Possibly Immature False Chinch Bugs and Frit Fly

Dear Suzy,
These immature Heteropterans look remarkably like some still unidentified, possibly Dirt Colored Seed Bugs we posted from Montana in 2012.  The Fly may be a Syrphid Fly, a family that has many species with larvae that feed on Aphids, members of the same insect order as your True Bugs.  We will try to get Eric Eaton’s opinion on this identification.

Eric Eaton Responds
Wow, immatures are really hard.  I suspect something in the “Lygaeoidea” like you do, but….Fly might be a Chloropidae [Ed. Note:  See BugGuide].  This whole image looks like something out of a sweep net sample through a grassland.

Ed. Note:  May 2, 2014
We posted some images of a very similar Heteropteran nymph that might be a False Chinch Bug,
Nysius raphanus, and the same is likely true for this posting.  According to Colorado State University Extension:  “Mass migrations of false chinch bugs in the vicinity of buildings are primarily associated with very hot, dry weather. This may force the insects to move from drying weed hosts to seek shelter and higher humidity.
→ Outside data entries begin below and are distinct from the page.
PR #1299, opened 2025-11-10
:recycle: Preserve Tuple Structure and Improve Site Type Clarity of the MQT NA Default QDMI Device

marcelwa:
### Problem

The MQT NA Default QDMI Device implementation has some confusing design decisions:

**1. Tuple structure for operation sites**

The QDMI spec says operation sites should be "a list of tuples" representing valid site combinations. Instead, we were using `reinterpret_cast` to flatten `vector<pair<Site, Site>>` into `vector<Site>`. This relied on memory layout assumptions and forced downstream code to manually reconstruct pairs with stride-2 iteration.

**2. Zones and qubits mixed together**

"Sites" meant both zones (operational regions like indices 0-2) and qubits (actual qubit locations like indices 3-102). Users had to constantly check `site.is_zone()` and manually filter everywhere.

### Solution

**Fixed the tuple structure:** Replaced the flat vector with `std::variant<vector<Site>, vector<pair<Site, Site>>>` and removed the `reinterpret_cast` hack. Added `getSitePairs()` method so you can naturally iterate over pairs. The type system now enforces the structure.

**Added semantic filtering:** Added `getRegularSites()` and `getZones()` methods that filter by type, so you don't need manual filtering. The QDMI C API is unchanged. The filtering happens at the higher-level FoMaC layer.

### Example

**Before:**
```python
# Manual pair reconstruction
sites = operation.sites()
for i in range(0, len(sites), 2):
    site1, site2 = sites[i], sites[i+1]

# Manual filtering
qubits = [s for s in device.sites() if not s.is_zone()]
```

**After:**
```python
# Natural iteration
for site1, site2 in operation.site_pairs():
    # work with pairs

# Clear filtering
qubits = device.regular_sites()
zones = device.zones()
```

## Checklist:


src/na/device/Device.cpp
```diff
@@ -385,38 +384,35 @@ MQT_NA_QDMI_Operation_impl_d::MQT_NA_QDMI_Operation_impl_d(
...
+          std::ranges::sort(sites);
+        } else if constexpr (std::is_same_v<
+                                 T, std::vector<std::pair<MQT_NA_QDMI_Site,
+                                                          MQT_NA_QDMI_Site>>>) {
+          // Two-qubit: ensure each pair is ordered, then sort pairs
+          std::ranges::for_each(sites, [](auto& p) {
+            if (p.first > p.second) {
+              std::swap(p.first, p.second);
+            }
+          });
```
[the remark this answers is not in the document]
marcelwa: Done.

include/mqt-core/fomac/FoMaC.hpp
```diff
@@ -430,6 +430,21 @@ class FoMaC {
...
           -> std::optional<std::vector<Site>>;
+      /**
+       * @brief Get valid site pairs for two-qubit operations.
+       * @details Returns the site combinations as pairs, preserving the tuple
+       * structure as specified by QDMI. This method should be used for local
+       * two-qubit operations to get the valid site combinations.
+       * @param sites Optional sites for query.
+       * @param params Optional parameters for query.
+       * @return Optional vector of site pairs if this is a 2-qubit operation,
+       * std::nullopt otherwise.
```
ystade: Slight concretisations:
```suggestion
       * @details For local 2-qubit operations, this function interprets the
       * returned list of sites by QDMI as site pairs according to the QDMI
       * specification. Hence, this function facilitates easier iteration over
       * supported site pairs.
       * @param sites is an optional vector of sites for the query.
       * @param params is an optional vector of parameters for the query.
       * @return Optional vector of site pairs if this is a local 2-qubit operation,
       * std::nullopt otherwise.
```

include/mqt-core/fomac/FoMaC.hpp
```diff
@@ -512,6 +527,23 @@ class FoMaC {
     [[nodiscard]] auto getQubitsNum() const -> size_t;
     /// @see QDMI_DEVICE_PROPERTY_SITES
     [[nodiscard]] auto getSites() const -> std::vector<Site>;
+    /**
+     * @brief Get only qubit sites (non-zone sites).
+     * @details Returns sites where isZone() is false. These represent actual
+     * physical qubit locations on the device lattice.
+     * @return Vector of qubit sites (filtered from all sites)
```
ystade:
```suggestion
     * @details Filters all sites and only returns regular sites, i.e., where `isZone()` yields
     * `false`. These represent actual potential physical qubit locations on the device lattice.
     * @returns vector of regular sites
```

include/mqt-core/fomac/FoMaC.hpp
ystade: Slight concretisations:
```suggestion
       * @details For local 2-qubit operations, this function interprets the
       * returned list of sites by QDMI as site pairs according to the QDMI
       * specification. Hence, this function facilitates easier iteration over
       * supported site pairs.
       * @param sites is an optional vector of sites for the query.
       * @param params is an optional vector of parameters for the query.
       * @return Optional vector of site pairs if this is a local 2-qubit operation,
       * std::nullopt otherwise.
```

include/mqt-core/fomac/FoMaC.hpp
```diff
@@ -512,6 +527,23 @@ class FoMaC {
...
+     * @see QDMI_DEVICE_PROPERTY_SITES
+     */
+    [[nodiscard]] auto getQubits() const -> std::vector<Site>;
+    /**
+     * @brief Get only zone sites.
+     * @details Returns sites where isZone() is true. These represent
+     * operational regions where global operations are performed, not individual
+     * qubit locations.
+     * @return Vector of zone sites (filtered from all sites)
```
ystade:
```suggestion
     * @details Filters all sites and only returns zone sites, i.e., where `isZone()` yields `true`. 
     * These represent a zone, i.e., an extent where zoned operations can be performed, not individual
     * qubit locations.
     * @returns a vector of zone sites
```

include/mqt-core/na/device/Device.hpp
```diff
@@ -317,8 +318,23 @@ struct MQT_NA_QDMI_Operation_impl_d {
...
+  /**
+   * @brief Storage for supported sites with different structures.
+   * @details Uses std::variant to preserve the tuple structure of operation
+   * sites:
+   * - Single-qubit operations: vector<Site>
+   * - Two-qubit operations: vector<pair<Site, Site>>
+   * This maintains type safety and QDMI specification compliance which states
+   * that operation sites should be "a list of tuples" for multi-qubit
+   * operations.
+   */
```
ystade, line 331:
```suggestion
  /**
   * @brief Storage for individual sites and site pairs.
   * @details Uses std::variant to preserve the tuple structure of the operation
   * sites:
   * - Single-qubit and zoned operations: vector<Site>
   * - Local two-qubit operations: vector<pair<Site, Site>>
   * This maintains type safety and QDMI specification compliance, which states
   * that operation sites should be "a list of tuples" for local multi-qubit
   * operations.
   */
```

python/mqt/core/fomac.pyi
```diff
@@ -81,6 +81,10 @@ class Device:
             self, sites: Iterable[Device.Site] = ..., params: Iterable[float] = ...
         ) -> Iterable[Device.Site] | None:
             """Returns the list of sites the operation can be performed on."""
+        def site_pairs(
+            self, sites: Iterable[Device.Site] = ..., params: Iterable[float] = ...
+        ) -> Iterable[tuple[Device.Site, Device.Site]] | None:
+            """Returns the list of site pairs the 2-qubit operation can be performed on."""
```
ystade:
```suggestion
            """Returns the list of site pairs the local 2-qubit operation can be performed on."""
```

python/mqt/core/fomac.pyi
```diff
@@ -99,7 +103,11 @@ class Device:
     def qubits_num(self) -> int:
         """Returns the number of qubits available on the device."""
     def sites(self) -> Iterable[Site]:
-        """Returns the list of sites available on the device."""
+        """Returns the list of all sites (zones and qubits) available on the device."""
```
ystade:
```suggestion
        """Returns the list of all sites (zone and regular sites) available on the device."""
```

python/mqt/core/fomac.pyi
```diff
@@ -99,7 +103,11 @@ class Device:
...
+    def qubits(self) -> Iterable[Site]:
+        """Returns the list of qubit sites (non-zone sites) available on the device."""
```
ystade:
```suggestion
        """Returns the list of regular sites (without all zone sites) available on the device."""
```

python/mqt/core/fomac.pyi
```diff
@@ -99,7 +103,11 @@ class Device:
...
+    def zones(self) -> Iterable[Site]:
+        """Returns the list of zone sites available on the device."""
```
ystade:
```suggestion
        """Returns the list of zone sites (without regular sites) available on the device."""
```

src/fomac/FoMaC.cpp
```diff
@@ -319,6 +319,35 @@ auto FoMaC::Device::Operation::getSites(const std::vector<Site>& sites,
...
+  const auto& qdmiSites = queryProperty<std::optional<std::vector<QDMI_Site>>>(
+      QDMI_OPERATION_PROPERTY_SITES, sites, params);
+
+  if (!qdmiSites.has_value()) {
+    return std::nullopt;
+  }
+
+  if (qdmiSites->size() % 2 != 0) {
+    return std::nullopt; // Invalid: odd number of sites
+  }
```
ystade: The semantics is probably even as wanted, but I stumbled over the comment: For global/zoned 2-qubit gates this is actually valid, i.e., the number of zones the operation is supported on may be even.

src/fomac/FoMaC.cpp
```diff
@@ -351,6 +380,24 @@ auto FoMaC::Device::getSites() const -> std::vector<Site> {
                          });
   return sites;
 }
+auto FoMaC::Device::getQubits() const -> std::vector<Site> {
+  const auto& allSites = getSites();
+  std::vector<Site> qubits;
+  qubits.reserve(allSites.size());
+  std::ranges::copy_if(allSites, std::back_inserter(qubits), [](const Site& s) {
+    return !s.isZone().value_or(false);
+  });
```
ystade: Lukas would probably prefer a for loop, but I love the use of `::ranges::`. ❤️

src/na/fomac/Device.cpp
```diff
@@ -116,10 +116,11 @@ auto FoMaC::Device::initDurationUnitFromDevice() -> bool {
   return true;
 }
 auto FoMaC::Device::initDecoherenceTimesFromDevice() -> bool {
-  // find first non-zone site as reference
-  auto regularSites = getSites() | std::views::filter([](const auto& site) {
-                        return !site.isZone().value_or(false);
-                      });
+  const auto regularSites = getQubits();
+  if (regularSites.empty()) {
+    SPDLOG_INFO("Device has no regular qubit sites with decoherence data");
```
ystade:
```suggestion
    SPDLOG_INFO("Device has no regular sites with decoherence data");
```

src/na/fomac/Device.cpp
```diff
@@ -116,10 +116,11 @@ auto FoMaC::Device::initDurationUnitFromDevice() -> bool {
   return true;
 }
 auto FoMaC::Device::initDecoherenceTimesFromDevice() -> bool {
-  // find first non-zone site as reference
-  auto regularSites = getSites() | std::views::filter([](const auto& site) {
-                        return !site.isZone().value_or(false);
-                      });
+  const auto regularSites = getQubits();
```
ystade:
```suggestion
  const auto regularSites = getRegularSites();
```
For consistency witth the notions used in the QDMI spec (as far as I recall) this method should probably be renamed. I must have overlooked this above.

ystade (dismissed):
Hi @marcelwa , this PR looks very clean to me. Thanks for the changes. I have only two minor comments
1. I would like to fine tune some docstrings as you see inline. Probably it suffices to just accept the suggestions.
2. I am a bit concerend whether global/zoned 2-qubit operations are handled correctly. Even though they should be covered by tests, I am a bit unsure as you can see in my comments.

src/fomac/FoMaC.cpp
burgholzer: Ranges are fine, but I still think this is way harder to read than a "traditional" range-based for loop. ;-)

marcelwa: Agree to disagree 😂 STL algorithms and ranges provide meaning and intent to the code. Not even to speak of the possibility of execution policies.

marcelwa: Agree to disagree 😂 STL algorithms and ranges provide meaning and intent to the code. Not even to speak of the possibility of execution policies.

burgholzer: Fair enough. Maybe it's just me being old school here or hating the syntax and look and feel of ranges.. I'll get used to it eventually.

CHANGELOG.md
```diff
@@ -13,6 +13,10 @@ This project adheres to [Semantic Versioning], with the exception that minor rel
 
 - ✨ Add support for bridge gates for the neutral atom hybrid mapper ([#1293]) ([**@lsschmid**])
 
+### Changed
+
+- ♻️ Preserve Tuple Structure and Improve Site Type Clarity of the MQT NA Default QDMI Device ([#1299]) ([**@marcelwa**])
```
```suggestion
- ♻️ Preserve tuple structure and improve site type clarity of the MQT NA Default QDMI Device ([#1299]) ([**@marcelwa**])
```

src/fomac/FoMaC.cpp
marcelwa: Hmm, that's true, I suppose, but then this function shouldn't be called, right? You could use `.getSites()` instead. My understanding is that `.getSitePairs()` is intended for the cases where the operation is not defined on zones but qubits. Am I mistaken?

src/na/fomac/Device.cpp
marcelwa: Done.

src/fomac/FoMaC.cpp
ystade: Yeah, this makes sense. Then, for better semantics of the function, I would suggest to add the check whether the respective operation is zoned to line 326 and also report `std::nullopt` in the case it is.

marcelwa: Done.

bindings/fomac/fomac.cpp
```diff
@@ -95,7 +95,12 @@ PYBIND11_MODULE(MQT_CORE_MODULE_NAME, m, py::mod_gil_not_used()) {
                 "params"_a = std::vector<double>{});
   operation.def("sites", &fomac::FoMaC::Device::Operation::getSites,
                 "sites"_a = std::vector<fomac::FoMaC::Device::Site>{},
-                "params"_a = std::vector<double>{});
+                "params"_a = std::vector<double>{},
+                "Get operation sites as a flat list");
+  operation.def("site_pairs", &fomac::FoMaC::Device::Operation::getSitePairs,
+                "sites"_a = std::vector<fomac::FoMaC::Device::Site>{},
+                "params"_a = std::vector<double>{},
+                "Get operation site pairs for 2-qubit operations");
```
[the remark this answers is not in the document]
burgholzer: @marcelwa this seems like a reasonable suggestion

include/mqt-core/na/device/Device.hpp
```diff
@@ -317,8 +318,23 @@ struct MQT_NA_QDMI_Operation_impl_d {
...
+   * sites:
+   * - Single-qubit and zoned operations: vector<Site>
+   * - Local two-qubit operations: vector<pair<Site, Site>>
+   * This maintains type safety and QDMI specification compliance, which states
+   * that operation sites should be "a list of tuples" for local multi-qubit
+   * operations.
+   */
+  using SitesStorage =
+      std::variant<std::vector<MQT_NA_QDMI_Site>,
+                   std::vector<std::pair<MQT_NA_QDMI_Site, MQT_NA_QDMI_Site>>>;
```
burgholzer, line 334: This is totally fine for now and for the currently supported features. However, as the docstring already states, the return type for local operations is generally a _tuple_ and _not a pair_. There have been demonstrations of NA platforms with local three-qubit CCZ operations.
I am happy to postpone this discussion to when it becomes necessary. I just wanted to make sure that we are all aware of this. Probably more geared towards @ystade than @marcelwa

python/mqt/core/fomac.pyi
```diff
@@ -99,7 +103,11 @@ class Device:
     def qubits_num(self) -> int:
         """Returns the number of qubits available on the device."""
     def sites(self) -> Iterable[Site]:
-        """Returns the list of sites available on the device."""
+        """Returns the list of all sites (zone and regular sites) available on the device."""
+    def regular_sites(self) -> Iterable[Site]:
+        """Returns the list of regular sites (without zone sites) available on the device."""
+    def zones(self) -> Iterable[Site]:
+        """Returns the list of zone sites (without regular sites) available on the device."""
```
burgholzer: Real nitpick, but the wording in these docstrings is slightly different than the wording in the other related docstrings. The difference is subtle, but I think I prefer the wording here.

src/fomac/FoMaC.cpp
```diff
@@ -319,6 +319,36 @@ auto FoMaC::Device::Operation::getSites(const std::vector<Site>& sites,
                          });
   return returnedSites;
 }
+auto FoMaC::Device::Operation::getSitePairs(
+    const std::vector<Site>& sites, const std::vector<double>& params) const
+    -> std::optional<std::vector<std::pair<Site, Site>>> {
+  const auto qubitsNum = getQubitsNum(sites, params);
+  if (!qubitsNum.has_value() || *qubitsNum != 2 ||
+      isZoned(sites, params).value_or(false)) {
```
burgholzer: This might be just me, but it puzzles me a little bit that the result of `isZoned` is an optional here. In my mind, an operation is zoned or it is not; that's a very binary thing. I don't particularly see the value of having a third state (`std::nullopt`) that effectively carries the same meaning as `false`.
This might hold for some more of the functions here.

src/fomac/FoMaC.cpp
```diff
@@ -319,6 +319,36 @@ auto FoMaC::Device::Operation::getSites(const std::vector<Site>& sites,
...
+
+  std::vector<std::pair<Site, Site>> pairs;
+  pairs.reserve(qdmiSites->size() / 2);
+
+  for (size_t i = 0; i < qdmiSites->size(); i += 2) {
+    pairs.emplace_back(Site{Token{}, device_, (*qdmiSites)[i]},
+                       Site{Token{}, device_, (*qdmiSites)[i + 1]});
+  }
+
+  return pairs;
```
burgholzer, line 345: Is there a way for us to avoid the amount of copying here?
Ideally, we would just reuse the same memory and just reinterpret it differently.
`std::pair` is a zero-cost abstraction after all, so `std::vector<Site>` and `std::vector<std::pair<Site, Site>>` should be "memory-compatible".

src/fomac/FoMaC.cpp
```diff
@@ -351,6 +381,24 @@ auto FoMaC::Device::getSites() const -> std::vector<Site> {
...
+  regularSites.reserve(allSites.size());
+  std::ranges::copy_if(
+      allSites, std::back_inserter(regularSites),
+      [](const Site& s) { return !s.isZone().value_or(false); });
+  return regularSites;
+}
+auto FoMaC::Device::getZones() const -> std::vector<Site> {
+  const auto& allSites = getSites();
+  std::vector<Site> zones;
+  zones.reserve(allSites.size());
```
burgholzer: I think this reserve does not make too much sense here.
In general, the order of magnitude for the number of zones might be way smaller than the number of sites.
There could be 6000 atoms and those would probably still be clustered into 3 zones.

src/fomac/FoMaC.cpp
```diff
@@ -351,6 +381,24 @@ auto FoMaC::Device::getSites() const -> std::vector<Site> {
                          });
   return sites;
 }
+auto FoMaC::Device::getRegularSites() const -> std::vector<Site> {
+  const auto& allSites = getSites();
```
burgholzer: This might just be me being pedantic, but we are doing a lot of copying here, which might not be particularly desirable as devices grow larger.
Would it be better to define an optional filter function for `getSites`?
Essentially, I am just looking for ways to avoid unnecessary copies here. Could also be accomplished by moving instead of copying. the underlying full vector is being thrown away after the function call.

src/na/device/Device.cpp
```diff
@@ -521,8 +535,44 @@ auto MQT_NA_QDMI_Operation_impl_d::queryProperty(
...
+                return QDMI_ERROR_INVALIDARGUMENT;
+              }
+              // Copy pairs as flat array for C API
+              // NOLINTBEGIN(cppcoreguidelines-pro-bounds-pointer-arithmetic)
+              auto* siteArray = static_cast<MQT_NA_QDMI_Site*>(value);
+              size_t idx = 0;
+              for (const auto& [site1, site2] : storedSites) {
+                siteArray[idx++] = site1;
+                siteArray[idx++] = site2;
+              }
```
burgholzer: Related to another comment: I am pretty sure we could simply reuse the list macro here because the underlying `.data()` memory layout is the same between the list of sites and the list of pairs of sites.

src/na/fomac/Device.cpp
```diff
@@ -509,6 +499,20 @@ auto FoMaC::Device::initOperationsFromDevice() -> bool {
...
+          return false;
+        }
+
+        std::vector<fomac::FoMaC::Device::Site> allSites;
+        allSites.reserve(sitePairsOpt->size() * 2);
+        for (const auto& [site1, site2] : *sitePairsOpt) {
+          allSites.push_back(site1);
+          allSites.push_back(site2);
+        }
+        const auto pairRegion = calculateExtentFromSites(allSites);
```
burgholzer: This seems like another bunch of copies that could be avoided if `calculateExtentFromSites` was given another signature.

test/python/na/test_na_fomac.py
```diff
@@ -197,12 +197,53 @@ def test_operations(device_tuple: tuple[Device, Mapping[str, Any]]) -> None:
...
                 sites = operation.sites()
                 assert sites is not None
                 sites = list(sites)
+                assert len(sites) == len(site_pairs_list) * 2
                 assert calculate_extent_from_sites(sites) == (
                     device_dict["localMultiQubitOperations"][0]["region"]["origin"]["x"],
                     device_dict["localMultiQubitOperations"][0]["region"]["origin"]["y"],
                     device_dict["localMultiQubitOperations"][0]["region"]["size"]["width"],
                     device_dict["localMultiQubitOperations"][0]["region"]["size"]["height"],
                 )
```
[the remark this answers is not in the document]
burgholzer: @marcelwa this also seems like a reasonable suggestion to me

python/mqt/core/fomac.pyi
marcelwa: Which "related docstrings" do you mean here exactly? In the C++ bindings code? I.e.,
```c++
  device.def("sites", &fomac::FoMaC::Device::getSites,
             "Get all sites (zones and qubits)");
  device.def("regular_sites", &fomac::FoMaC::Device::getRegularSites,
             "Get only qubit sites (non-zone sites)");
  device.def("zones", &fomac::FoMaC::Device::getZones, "Get only zone sites");
  ```

Comment (burgholzer) [reply python/mqt/core/fomac.pyi]: Yeah. Basically all occurrences where this triple (sites, regular sites, and zones) appears throughout the PR.

File: src/fomac/FoMaC.cpp (hunk 18 above)
Comment (marcelwa) [reply src/fomac/FoMaC.cpp]: I understand your concern. However, that function is not new. It existed before:
```c++
auto FoMaC::Device::Operation::isZoned(const std::vector<Site>& sites,
                                       const std::vector<double>& params) const
    -> std::optional<bool> {
  return queryProperty<std::optional<bool>>(QDMI_OPERATION_PROPERTY_ISZONED,
                                            sites, params);
}
```
I'll adapt it.

burgholzer: Yeah, I am aware. I might not have reviewed the initial PR adding this functionality in as much detail as possible.

include/mqt-core/na/device/Device.hpp
ystade: I would address this issue when it becomes relevant. These demonstrations were very experimental so far. And then, I'd also would suggest using an array not a tuple.

src/fomac/FoMaC.cpp
marcelwa: Assuming that `std::vector` starts with a capacity of 0 and grows exponentially, a `.reserve()` with even just 3 zones would reduce the need for re-allocation by 1 or 2 (depending on implementation). I'd keep it :man_shrugging:

src/fomac/FoMaC.cpp
marcelwa: I tried to make it a bit neater by deleting from `allSites` instead of copying the desired items over.

bindings/fomac/fomac.cpp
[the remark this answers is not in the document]
marcelwa: Done.

test/python/na/test_na_fomac.py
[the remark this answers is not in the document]
marcelwa: Done.

python/mqt/core/fomac.pyi
marcelwa: Done.

src/fomac/FoMaC.cpp
marcelwa: Understood. Done.

src/fomac/FoMaC.cpp
marcelwa: Should be better now.

src/na/device/Device.cpp
marcelwa: Needed a small workaround using `std::span`, but it should be a bit nicer now, nevertheless.

src/na/fomac/Device.cpp
marcelwa: I added an overload.

src/fomac/FoMaC.cpp
burgholzer: I am not quite sure I follow that logic.
Assuming there are 100 sites and only two zones (as in the default example), the current strategy will allocate space for 100 sites, while the default allocation strategy will only allocate a maximum of 3 (first one, then two).
It's very hard to imagine a scenario where the current strategy would yield less allocations given how disproportional the number of sites and zones are.

marcelwa: I think I understand your point now. In that case, I agree with you. Either way, the code is now gone due to refactoring related to your other comments.

src/na/device/Device.cpp
```diff
@@ -521,8 +536,34 @@ auto MQT_NA_QDMI_Operation_impl_d::queryProperty(
...
+                reinterpret_cast<const MQT_NA_QDMI_Site*>(storedSites.data()),
+                storedSites.size() * 2);
+            ADD_LIST_PROPERTY(QDMI_OPERATION_PROPERTY_SITES, MQT_NA_QDMI_Site,
+                              flatView, prop, size, value, sizeRet)
+          }
+          // more cases go here if needed in the future
+          return QDMI_ERROR_NOTSUPPORTED;
+        },
+        supportedSites_);
+  }
```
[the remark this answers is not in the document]
marcelwa: Done.

src/fomac/FoMaC.cpp
```diff
@@ -319,6 +321,33 @@
...
+
+  std::vector<std::pair<Site, Site>> pairs;
+  pairs.reserve(sitesVec.size() / 2);
+
+  for (size_t i = 0; i < sitesVec.size(); i += 2) {
+    pairs.emplace_back(std::move(sitesVec[i]), std::move(sitesVec[i + 1]));
+  }
+
+  return pairs;
+}
```
marcelwa: Done.

src/fomac/FoMaC.cpp
```diff
@@ -319,6 +321,33 @@ auto FoMaC::Device::Operation::getSites(const std::vector<Site>& sites,
...
+
+  std::vector<std::pair<Site, Site>> pairs;
+  pairs.reserve(sitesVec.size() / 2);
+
+  for (size_t i = 0; i < sitesVec.size(); i += 2) {
+    pairs.emplace_back(sitesVec[i], sitesVec[i + 1]);
+  }
+
+  return pairs;
+}
```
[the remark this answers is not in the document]
marcelwa: Done.

src/fomac/FoMaC.cpp
```diff
@@ -351,6 +380,20 @@ auto FoMaC::Device::getSites() const -> std::vector<Site> {
...
+  allSites.erase(newEnd.begin(), allSites.end());
+  return allSites;
+}
+auto FoMaC::Device::getZones() const -> std::vector<Site> {
+  auto allSites = getSites();
+  const auto newEnd = std::ranges::remove_if(
+      allSites, [](const Site& s) { return !s.isZone(); });
+  allSites.erase(newEnd.begin(), allSites.end());
+  return allSites;
+}
```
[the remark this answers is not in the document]
marcelwa: Done.

src/na/device/Device.cpp
```diff
@@ -385,38 +386,37 @@ MQT_NA_QDMI_Operation_impl_d::MQT_NA_QDMI_Operation_impl_d(
...
+            if (std::less<>{}(p.second, p.first)) {
+              std::swap(p.first, p.second);
+            }
+          });
+          std::ranges::sort(sites);
+        }
+        // more cases go here if needed in the future
+      },
+      supportedSites_);
 }
```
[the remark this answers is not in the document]
marcelwa: Done.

Migrations indoors may occur through openings and cause nuisance problems. However, false chinch bugs do not bite, do not feed nor damage anything indoors, and will ultimately die out if trapped inside.  Irrigated landscapes adjacent to buildings may further encourage false chinch bug migrations to these areas. Therefore it may be desirable to temporarily discontinue watering in the immediate vicinity of the building when a problem migration is in progress. Providing cool, humid areas at some distance may encourage the insects to move away more rapidly.”  According to BugGuide:  “3 (or more) species are introduced N. caledoniae, huttoni, vinitor” which supports our believe that this might be an invasive exotic species.